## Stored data
▼▼▼
PR #1135, opened 2024-10-29
Fixed passing citations through in agentic search

jamesrichards4:
## Context

We aren't getting citation events in agentic search, we still see sources due to the document based reporting.

Doing a final parse and yield in the custom output parser so agentic search yields the full LLM response with answer and citations.

Added run_sync to Redbox. This will create the debug logging when used in local testing. Production runs should still rely on run()

## Guidance to review

There's some pretty major refactoring that needs to happen here, and improvements to testing too. If we don't move to a world where agentic search is our only route soon then we should look at these but for now I thing we should bear the pain of citations and document events overlapping in the django consumer and the missing tests

## Things to check


redbox-core/redbox/app.py
```diff
@@ -74,6 +74,12 @@ def __init__(
             debug=debug,
         )
 
+    def run_sync(self, input: RedboxState):
```
gecBurton, line 77: 👍

redbox-core/redbox/chains/parser.py
```diff
@@ -58,6 +58,7 @@ def _transform(self, input: Iterator[Union[str, BaseMessage]]) -> Iterator[Any]:
                         dispatch_custom_event(RedboxEventType.response_tokens, data=new_tokens)
                         field_length_at_last_run = len(field_content)
                         yield self.pydantic_schema_object.model_validate(parsed)
+        yield self.pydantic_schema_object.model_validate(parsed)
```
gecBurton, line 61: what happens when `parsed` is undefined?

jamesrichards4: ah good catch

gecBurton (approved):

PR #1147, opened 2024-10-30
feature/simplify metadata generation

gecBurton:
## Context

As an Engineer I want the code to be as simple as possible.

1. We extract just just first 10,000 characters rather than the first 100 tokens, this is good enough
2. We only ask the LLM for the metadata that we persist in Elastic, `name`, `keywords`, `description`, everything else is redundant
3. We use `PydanticOutputParser` to get langchain to do all the formatting 
4. We do away with merging metadata from multiple chunks, one is sufficient, and this was almost certainly the root cause of running out of tokens

## Things to check

- [ ] I have run integration tests https://github.com/i-dot-ai/redbox/actions/runs/11611785579


redbox-core/redbox/loader/loaders.py
```diff
@@ -135,77 +62,30 @@ def _chunking(self) -> Any:
...
 
-        elements = self._chunking()
-        if not elements:
-            self.metadata = self.default_metadata
-
-        else:
-            # Get first 1k tokens of processed document
-            first_n = self.get_first_n_tokens(elements, 1_000)
+        chunks = self._chunking()
+        first_thousand_words = "".join(chunk["text"] for chunk in chunks)[:1_000]
```
jamesrichards4, line 73: This is the first 1000 characters not tokens, I think we need to retain the get_first_n_tokens function to do that?

redbox-core/redbox/loader/loaders.py
```diff
@@ -135,77 +62,30 @@ def _chunking(self) -> Any:
...
-        except Exception as e:
-            raise Exception(f"Some error happened in metadata extraction. {e}")
 
+        parser = PydanticOutputParser(pydantic_object=GeneratedMetadata)
+        metadata_prompt = PromptTemplate(
+            template="".join(self.env.metadata_prompt) + "\n\n{format_instructions}\n\n{page_content}\n",
+            input_variables=["page_content"],
+            partial_variables={"format_instructions": parser.get_format_instructions()},
+        )
+        metadata_chain = metadata_prompt | self.llm | JsonOutputParser()
```
jamesrichards4, line 86: shouldn't we use the PydanticOutputParser from above here?

redbox-core/redbox/loader/loaders.py
```diff
@@ -135,77 +62,30 @@ def _chunking(self) -> Any:
...
-        else:
-            # Get first 1k tokens of processed document
-            first_n = self.get_first_n_tokens(elements, 1_000)
+        chunks = self._chunking()
+        first_thousand_words = "".join(chunk["text"] for chunk in chunks)[:1_000]
+        metadata = self.create_file_metadata(first_thousand_words)
+        return GeneratedMetadata.model_validate(metadata).model_dump()
 
-            # Get whatever metadata we can from processed document
-            doc_metadata = self.get_doc_metadata(chunks=elements, n=3, ignore=None, max_size=524288 - len(first_n))
```
jamesrichards4, line 154: we've dropped getting the metadata from unstructured, was that intentional? This metadata fed into the prompt before too which is how we could get document name for example

redbox-core/redbox/loader/loaders.py
gecBurton: what if it was 10,000 chars? either way its just a made up number

redbox-core/redbox/loader/loaders.py
gecBurton: yes, good point!

redbox-core/redbox/loader/loaders.py
gecBurton: > was that intentional

yep, because in `lazy_load` the unstructured-metadata is regenerated anyway, and the llm-generated-metadata is explicitly handled (i.e. the merging of the llm and unstructured metadata never did anything in the first place)

redbox-core/redbox/loader/loaders.py
gecBurton: [9873ba2](https://github.com/i-dot-ai/redbox/pull/1147/commits/9873ba2a0af6bbdf331e59330bae6b1c389dbf7d)

redbox-core/redbox/loader/loaders.py
```diff
@@ -135,77 +61,32 @@ def _chunking(self) -> Any:
...
-                self.metadata = self.default_metadata
-                logger.warning("LLM failed to extract metadata for this file")
-            else:
-                if all(key in res.keys() for key in self.required_keys):
-                    self.metadata = res
-                else:
-                    # missing keys
-                    self.metadata = self.default_metadata
+        chunks = self._chunking()
+        first_thousand_words = "".join(chunk["text"] for chunk in chunks)[:1_000]
```
gecBurton, line 72:
```suggestion
        first_thousand_words = "".join(chunk["text"] for chunk in chunks)[:10_000]
```

redbox-core/redbox/loader/loaders.py
```diff
@@ -83,9 +82,11 @@ def create_file_metadata(self, page_content: str) -> GeneratedMetadata:
             input_variables=["page_content"],
             partial_variables={"format_instructions": parser.get_format_instructions()},
         )
-        metadata_chain = metadata_prompt | self.llm | JsonOutputParser()
+        metadata_chain = metadata_prompt | self.llm
 
-        return metadata_chain.invoke({"page_content": page_content})
+        output = metadata_chain.invoke({"page_content": page_content})
+
+        return parser.invoke(output)
```
gecBurton, line 89: https://python.langchain.com/docs/how_to/output_parser_structured/

redbox-core/redbox/loader/loaders.py
jamesrichards4: but wasn't the combined metadata bringing the filename in from unstructured metadata? The LLM generated stuff can't find that now?

redbox-core/redbox/loader/loaders.py
```diff
@@ -135,77 +61,32 @@ def _chunking(self) -> Any:
...
-            return None
-        except Exception as e:
-            raise Exception(f"Some error happened in metadata extraction. {e}")
+        parser = PydanticOutputParser(pydantic_object=GeneratedMetadata)
+        metadata_prompt = PromptTemplate(
+            template="".join(self.env.metadata_prompt) + "\n\n{format_instructions}\n\n{page_content}\n",
+            input_variables=["page_content"],
+            partial_variables={"format_instructions": parser.get_format_instructions()},
+        )
+        metadata_chain = metadata_prompt | self.llm
```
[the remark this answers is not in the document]
gecBurton: I tried this - but it doesnt work

following this https://python.langchain.com/docs/how_to/output_parser_structured/ does the trick

redbox-core/redbox/loader/loaders.py
gecBurton: yes, but then it was ignored
it also always gets regenerated every time we use unstructured

gecBurton: i see your point, how about [6bcf9be](https://github.com/i-dot-ai/redbox/pull/1147/commits/6bcf9be62b857735702f687005ed9c0834f664d2) ?

jamesrichards4 (approved):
▲▲▲
## Task prompt
Across all the records above, find each line with "docs" in it and copy it.

## Completed exercise
gecBurton, line 89: https://python.langchain.com/docs/how_to/output_parser_structured/
following this https://python.langchain.com/docs/how_to/output_parser_structured/ does the trick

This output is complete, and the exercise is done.